• **Problem statement**:
Below are records; reply with nothing but the number of lines in them that contain "globals".

• **Material to process**:
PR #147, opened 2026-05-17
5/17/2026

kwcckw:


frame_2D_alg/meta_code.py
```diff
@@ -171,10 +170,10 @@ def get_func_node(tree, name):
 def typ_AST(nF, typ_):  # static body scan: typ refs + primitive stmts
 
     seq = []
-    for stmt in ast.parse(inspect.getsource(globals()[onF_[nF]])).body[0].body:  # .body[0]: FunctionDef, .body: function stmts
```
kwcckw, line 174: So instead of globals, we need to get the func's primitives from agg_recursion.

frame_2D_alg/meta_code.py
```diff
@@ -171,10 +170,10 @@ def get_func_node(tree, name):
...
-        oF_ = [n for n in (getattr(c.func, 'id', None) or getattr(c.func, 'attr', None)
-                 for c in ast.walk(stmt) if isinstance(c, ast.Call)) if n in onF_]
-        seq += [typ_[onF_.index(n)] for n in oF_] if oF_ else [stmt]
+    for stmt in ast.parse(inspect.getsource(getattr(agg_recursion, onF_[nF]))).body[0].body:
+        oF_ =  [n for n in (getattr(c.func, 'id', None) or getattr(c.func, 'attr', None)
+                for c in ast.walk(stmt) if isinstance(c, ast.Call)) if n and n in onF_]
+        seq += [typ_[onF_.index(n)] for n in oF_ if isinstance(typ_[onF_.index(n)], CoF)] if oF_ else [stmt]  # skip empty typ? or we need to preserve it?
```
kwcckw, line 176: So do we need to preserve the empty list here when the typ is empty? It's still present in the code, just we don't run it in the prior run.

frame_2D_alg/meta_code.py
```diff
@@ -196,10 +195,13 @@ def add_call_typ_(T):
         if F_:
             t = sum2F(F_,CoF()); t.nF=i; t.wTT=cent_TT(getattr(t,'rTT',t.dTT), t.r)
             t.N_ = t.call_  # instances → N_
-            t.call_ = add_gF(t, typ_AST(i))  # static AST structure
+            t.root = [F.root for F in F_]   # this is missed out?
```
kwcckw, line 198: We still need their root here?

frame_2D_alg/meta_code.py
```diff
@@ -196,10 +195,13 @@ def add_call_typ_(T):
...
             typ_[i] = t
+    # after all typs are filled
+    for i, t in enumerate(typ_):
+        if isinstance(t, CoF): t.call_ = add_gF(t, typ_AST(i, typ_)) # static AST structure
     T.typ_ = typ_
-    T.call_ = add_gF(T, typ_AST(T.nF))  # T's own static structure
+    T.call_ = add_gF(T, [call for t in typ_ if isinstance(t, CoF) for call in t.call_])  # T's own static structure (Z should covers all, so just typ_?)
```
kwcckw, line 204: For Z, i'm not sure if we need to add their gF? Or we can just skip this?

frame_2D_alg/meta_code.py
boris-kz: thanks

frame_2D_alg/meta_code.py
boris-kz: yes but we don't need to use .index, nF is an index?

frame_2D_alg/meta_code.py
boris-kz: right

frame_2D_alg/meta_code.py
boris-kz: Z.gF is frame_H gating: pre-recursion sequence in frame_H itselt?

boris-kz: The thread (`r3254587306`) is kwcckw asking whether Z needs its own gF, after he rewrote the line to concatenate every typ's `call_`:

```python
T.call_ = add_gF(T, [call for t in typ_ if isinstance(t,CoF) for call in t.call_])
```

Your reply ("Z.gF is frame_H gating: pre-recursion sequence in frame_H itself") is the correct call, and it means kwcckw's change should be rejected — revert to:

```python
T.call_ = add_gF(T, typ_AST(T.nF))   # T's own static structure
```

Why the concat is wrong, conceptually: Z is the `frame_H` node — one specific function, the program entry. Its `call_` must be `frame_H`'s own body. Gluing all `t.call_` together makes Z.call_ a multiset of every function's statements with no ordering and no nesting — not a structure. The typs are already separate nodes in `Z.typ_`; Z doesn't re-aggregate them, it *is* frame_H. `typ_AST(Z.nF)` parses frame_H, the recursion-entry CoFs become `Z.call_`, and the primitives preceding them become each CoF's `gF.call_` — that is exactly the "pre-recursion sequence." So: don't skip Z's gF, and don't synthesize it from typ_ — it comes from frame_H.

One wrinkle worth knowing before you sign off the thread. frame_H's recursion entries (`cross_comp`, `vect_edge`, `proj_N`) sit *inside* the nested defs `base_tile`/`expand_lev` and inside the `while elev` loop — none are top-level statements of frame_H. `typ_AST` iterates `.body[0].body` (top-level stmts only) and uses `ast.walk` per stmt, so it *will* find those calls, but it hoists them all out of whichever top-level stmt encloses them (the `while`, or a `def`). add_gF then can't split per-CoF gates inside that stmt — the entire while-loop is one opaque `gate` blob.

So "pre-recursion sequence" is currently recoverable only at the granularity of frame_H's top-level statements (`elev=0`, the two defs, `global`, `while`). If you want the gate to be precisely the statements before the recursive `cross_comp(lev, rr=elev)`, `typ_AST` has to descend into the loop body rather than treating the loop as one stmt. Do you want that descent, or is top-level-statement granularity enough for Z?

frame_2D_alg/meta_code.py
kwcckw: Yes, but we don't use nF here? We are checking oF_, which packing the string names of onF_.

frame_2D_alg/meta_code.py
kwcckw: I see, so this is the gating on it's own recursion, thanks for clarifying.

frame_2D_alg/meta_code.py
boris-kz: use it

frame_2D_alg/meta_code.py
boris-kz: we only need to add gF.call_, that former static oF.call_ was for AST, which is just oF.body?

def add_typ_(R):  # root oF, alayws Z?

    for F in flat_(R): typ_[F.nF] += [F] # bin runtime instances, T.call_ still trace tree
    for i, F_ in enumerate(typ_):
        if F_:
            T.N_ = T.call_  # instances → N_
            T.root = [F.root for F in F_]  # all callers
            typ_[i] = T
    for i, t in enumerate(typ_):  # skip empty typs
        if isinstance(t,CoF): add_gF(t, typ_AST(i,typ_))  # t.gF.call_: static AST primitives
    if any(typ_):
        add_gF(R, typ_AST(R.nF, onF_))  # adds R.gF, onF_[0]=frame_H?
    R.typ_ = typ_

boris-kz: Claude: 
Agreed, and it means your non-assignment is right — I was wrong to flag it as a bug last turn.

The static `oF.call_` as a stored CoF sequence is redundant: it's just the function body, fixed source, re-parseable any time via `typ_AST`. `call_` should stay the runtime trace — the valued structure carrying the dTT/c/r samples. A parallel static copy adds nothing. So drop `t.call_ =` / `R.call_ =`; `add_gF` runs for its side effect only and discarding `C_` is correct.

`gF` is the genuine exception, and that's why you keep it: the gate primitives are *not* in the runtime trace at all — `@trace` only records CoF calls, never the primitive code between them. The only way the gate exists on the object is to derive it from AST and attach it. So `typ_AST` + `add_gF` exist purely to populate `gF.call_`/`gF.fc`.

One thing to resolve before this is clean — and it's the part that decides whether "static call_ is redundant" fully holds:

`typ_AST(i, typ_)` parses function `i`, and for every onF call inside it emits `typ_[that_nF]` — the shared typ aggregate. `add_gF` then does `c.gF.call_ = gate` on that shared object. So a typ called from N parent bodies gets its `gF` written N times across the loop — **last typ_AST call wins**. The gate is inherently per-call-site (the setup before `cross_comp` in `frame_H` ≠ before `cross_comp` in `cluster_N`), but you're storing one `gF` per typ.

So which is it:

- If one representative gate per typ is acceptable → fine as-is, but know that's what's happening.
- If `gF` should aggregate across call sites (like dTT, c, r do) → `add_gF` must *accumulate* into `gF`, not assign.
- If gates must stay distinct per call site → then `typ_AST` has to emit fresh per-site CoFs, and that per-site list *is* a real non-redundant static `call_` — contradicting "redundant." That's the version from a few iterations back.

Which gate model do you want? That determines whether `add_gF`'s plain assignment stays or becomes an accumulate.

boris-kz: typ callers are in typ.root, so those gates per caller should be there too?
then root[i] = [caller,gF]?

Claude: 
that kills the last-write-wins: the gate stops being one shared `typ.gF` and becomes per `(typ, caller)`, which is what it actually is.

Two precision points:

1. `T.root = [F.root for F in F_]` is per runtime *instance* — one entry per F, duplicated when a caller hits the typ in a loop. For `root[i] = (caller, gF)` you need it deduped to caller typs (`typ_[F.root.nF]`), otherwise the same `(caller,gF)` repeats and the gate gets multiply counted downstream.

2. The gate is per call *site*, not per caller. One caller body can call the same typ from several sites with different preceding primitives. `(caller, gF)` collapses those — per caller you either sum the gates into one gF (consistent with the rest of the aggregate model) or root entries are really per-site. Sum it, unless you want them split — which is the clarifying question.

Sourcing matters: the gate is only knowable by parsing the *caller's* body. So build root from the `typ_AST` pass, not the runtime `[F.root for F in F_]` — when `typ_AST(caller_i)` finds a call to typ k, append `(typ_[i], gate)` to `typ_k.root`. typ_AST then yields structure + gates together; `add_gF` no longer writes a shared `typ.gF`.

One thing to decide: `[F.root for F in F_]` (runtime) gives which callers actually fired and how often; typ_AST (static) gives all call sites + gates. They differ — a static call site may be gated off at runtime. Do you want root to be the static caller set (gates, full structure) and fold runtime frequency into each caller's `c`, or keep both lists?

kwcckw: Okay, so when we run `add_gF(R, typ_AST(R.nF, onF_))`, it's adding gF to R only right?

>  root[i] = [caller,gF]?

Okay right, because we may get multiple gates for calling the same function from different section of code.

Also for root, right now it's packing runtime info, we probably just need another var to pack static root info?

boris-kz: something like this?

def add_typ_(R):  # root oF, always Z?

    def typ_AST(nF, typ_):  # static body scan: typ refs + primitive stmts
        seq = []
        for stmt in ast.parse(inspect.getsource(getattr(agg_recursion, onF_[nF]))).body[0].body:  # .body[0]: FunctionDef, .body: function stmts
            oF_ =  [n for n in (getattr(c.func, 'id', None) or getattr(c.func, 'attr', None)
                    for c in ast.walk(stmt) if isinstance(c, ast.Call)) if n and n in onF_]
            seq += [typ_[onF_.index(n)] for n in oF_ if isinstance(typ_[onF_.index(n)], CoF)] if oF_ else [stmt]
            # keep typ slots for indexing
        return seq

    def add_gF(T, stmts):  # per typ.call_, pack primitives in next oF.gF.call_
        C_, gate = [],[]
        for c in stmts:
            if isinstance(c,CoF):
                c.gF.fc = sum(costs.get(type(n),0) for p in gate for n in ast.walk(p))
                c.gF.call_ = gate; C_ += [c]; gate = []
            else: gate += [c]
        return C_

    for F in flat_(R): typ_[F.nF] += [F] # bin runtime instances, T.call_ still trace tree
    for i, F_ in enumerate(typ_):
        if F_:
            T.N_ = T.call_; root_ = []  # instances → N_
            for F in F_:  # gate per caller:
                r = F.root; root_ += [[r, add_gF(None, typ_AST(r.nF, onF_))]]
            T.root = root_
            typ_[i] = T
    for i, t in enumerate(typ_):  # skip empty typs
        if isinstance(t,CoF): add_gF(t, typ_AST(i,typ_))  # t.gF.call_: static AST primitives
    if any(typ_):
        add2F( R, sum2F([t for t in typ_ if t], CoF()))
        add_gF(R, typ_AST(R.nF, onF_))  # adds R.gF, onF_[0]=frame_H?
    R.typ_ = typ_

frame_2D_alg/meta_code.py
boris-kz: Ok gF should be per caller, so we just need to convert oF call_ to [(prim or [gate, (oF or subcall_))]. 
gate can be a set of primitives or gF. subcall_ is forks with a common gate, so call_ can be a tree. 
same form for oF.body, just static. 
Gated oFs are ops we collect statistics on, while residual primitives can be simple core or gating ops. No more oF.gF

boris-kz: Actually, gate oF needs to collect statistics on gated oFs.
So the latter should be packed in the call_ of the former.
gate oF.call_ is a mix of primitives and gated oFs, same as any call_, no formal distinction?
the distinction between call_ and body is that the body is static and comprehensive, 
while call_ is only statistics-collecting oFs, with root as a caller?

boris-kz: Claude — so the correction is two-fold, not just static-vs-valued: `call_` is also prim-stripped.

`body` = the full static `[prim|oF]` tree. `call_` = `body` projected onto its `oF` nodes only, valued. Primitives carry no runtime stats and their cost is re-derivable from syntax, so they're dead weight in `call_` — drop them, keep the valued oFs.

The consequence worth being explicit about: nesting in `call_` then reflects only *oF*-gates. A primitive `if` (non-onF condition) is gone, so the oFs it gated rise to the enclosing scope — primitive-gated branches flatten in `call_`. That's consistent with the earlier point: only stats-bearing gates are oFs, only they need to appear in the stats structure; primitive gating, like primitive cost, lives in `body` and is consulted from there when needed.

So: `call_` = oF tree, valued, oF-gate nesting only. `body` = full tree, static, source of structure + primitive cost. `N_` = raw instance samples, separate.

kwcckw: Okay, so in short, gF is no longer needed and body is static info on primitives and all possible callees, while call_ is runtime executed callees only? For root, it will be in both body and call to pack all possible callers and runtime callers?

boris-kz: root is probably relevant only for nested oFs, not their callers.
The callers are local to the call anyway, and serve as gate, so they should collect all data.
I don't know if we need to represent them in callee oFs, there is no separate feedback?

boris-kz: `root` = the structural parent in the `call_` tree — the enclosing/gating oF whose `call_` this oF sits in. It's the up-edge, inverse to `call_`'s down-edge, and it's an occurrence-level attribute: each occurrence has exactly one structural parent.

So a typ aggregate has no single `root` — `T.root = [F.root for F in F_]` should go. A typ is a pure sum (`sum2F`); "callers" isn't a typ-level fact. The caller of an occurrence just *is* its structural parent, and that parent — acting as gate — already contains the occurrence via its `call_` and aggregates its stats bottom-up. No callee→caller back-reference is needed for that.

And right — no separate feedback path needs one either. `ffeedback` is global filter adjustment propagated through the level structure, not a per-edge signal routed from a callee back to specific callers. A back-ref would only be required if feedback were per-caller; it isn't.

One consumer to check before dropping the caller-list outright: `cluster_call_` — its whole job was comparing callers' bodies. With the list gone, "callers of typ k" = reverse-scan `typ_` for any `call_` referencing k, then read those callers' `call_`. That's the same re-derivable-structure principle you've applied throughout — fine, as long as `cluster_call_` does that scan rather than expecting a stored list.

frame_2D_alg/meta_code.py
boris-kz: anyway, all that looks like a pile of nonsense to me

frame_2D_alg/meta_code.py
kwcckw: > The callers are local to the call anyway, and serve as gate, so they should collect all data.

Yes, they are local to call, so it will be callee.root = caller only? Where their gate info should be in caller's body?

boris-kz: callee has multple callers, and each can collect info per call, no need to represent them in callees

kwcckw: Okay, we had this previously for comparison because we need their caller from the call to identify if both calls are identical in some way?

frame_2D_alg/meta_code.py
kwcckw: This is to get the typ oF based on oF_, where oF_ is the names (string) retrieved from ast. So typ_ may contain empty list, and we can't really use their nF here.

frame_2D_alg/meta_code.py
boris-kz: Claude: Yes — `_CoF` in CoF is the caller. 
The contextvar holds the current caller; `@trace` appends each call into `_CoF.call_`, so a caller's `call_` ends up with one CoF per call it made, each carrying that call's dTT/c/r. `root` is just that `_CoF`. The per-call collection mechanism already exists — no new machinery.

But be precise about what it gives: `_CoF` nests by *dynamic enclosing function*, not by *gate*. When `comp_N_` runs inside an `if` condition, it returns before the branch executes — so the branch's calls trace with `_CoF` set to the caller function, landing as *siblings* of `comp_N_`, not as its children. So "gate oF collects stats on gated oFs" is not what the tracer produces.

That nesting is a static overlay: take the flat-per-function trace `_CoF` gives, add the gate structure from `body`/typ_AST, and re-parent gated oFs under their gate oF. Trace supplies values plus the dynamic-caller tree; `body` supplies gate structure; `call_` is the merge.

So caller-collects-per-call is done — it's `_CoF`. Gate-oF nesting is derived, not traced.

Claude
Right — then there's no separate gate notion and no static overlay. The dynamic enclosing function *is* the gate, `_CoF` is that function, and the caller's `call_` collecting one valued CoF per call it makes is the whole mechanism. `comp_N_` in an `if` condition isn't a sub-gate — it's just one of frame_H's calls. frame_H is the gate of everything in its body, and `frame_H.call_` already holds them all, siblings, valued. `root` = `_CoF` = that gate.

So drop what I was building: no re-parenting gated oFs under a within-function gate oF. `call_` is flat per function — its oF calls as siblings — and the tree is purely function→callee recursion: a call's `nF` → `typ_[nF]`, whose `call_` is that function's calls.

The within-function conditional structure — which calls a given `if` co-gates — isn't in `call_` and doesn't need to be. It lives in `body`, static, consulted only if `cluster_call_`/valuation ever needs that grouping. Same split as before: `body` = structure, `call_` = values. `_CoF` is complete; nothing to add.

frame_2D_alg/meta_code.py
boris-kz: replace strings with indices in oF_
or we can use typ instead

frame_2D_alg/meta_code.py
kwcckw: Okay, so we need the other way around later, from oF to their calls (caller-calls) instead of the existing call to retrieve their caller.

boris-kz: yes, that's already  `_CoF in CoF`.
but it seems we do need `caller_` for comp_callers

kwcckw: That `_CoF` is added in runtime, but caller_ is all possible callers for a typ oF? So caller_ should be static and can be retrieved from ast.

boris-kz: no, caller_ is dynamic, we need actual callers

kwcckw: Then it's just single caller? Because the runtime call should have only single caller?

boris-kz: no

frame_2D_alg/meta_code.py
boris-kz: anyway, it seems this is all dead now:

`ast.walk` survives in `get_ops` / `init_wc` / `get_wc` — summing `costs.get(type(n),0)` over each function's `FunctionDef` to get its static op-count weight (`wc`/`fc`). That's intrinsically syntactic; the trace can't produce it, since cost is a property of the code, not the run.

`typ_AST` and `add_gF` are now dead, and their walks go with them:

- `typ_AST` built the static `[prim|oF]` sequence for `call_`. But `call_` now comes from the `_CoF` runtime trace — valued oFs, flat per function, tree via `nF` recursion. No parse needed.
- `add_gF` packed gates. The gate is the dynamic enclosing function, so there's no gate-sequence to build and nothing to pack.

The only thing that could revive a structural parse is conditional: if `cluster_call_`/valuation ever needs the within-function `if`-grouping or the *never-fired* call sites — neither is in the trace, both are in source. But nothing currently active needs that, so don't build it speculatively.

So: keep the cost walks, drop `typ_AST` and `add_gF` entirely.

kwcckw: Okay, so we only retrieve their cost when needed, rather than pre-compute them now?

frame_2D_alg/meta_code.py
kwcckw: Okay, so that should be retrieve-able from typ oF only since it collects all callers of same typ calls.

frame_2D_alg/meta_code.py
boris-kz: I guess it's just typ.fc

• **Task output**:
2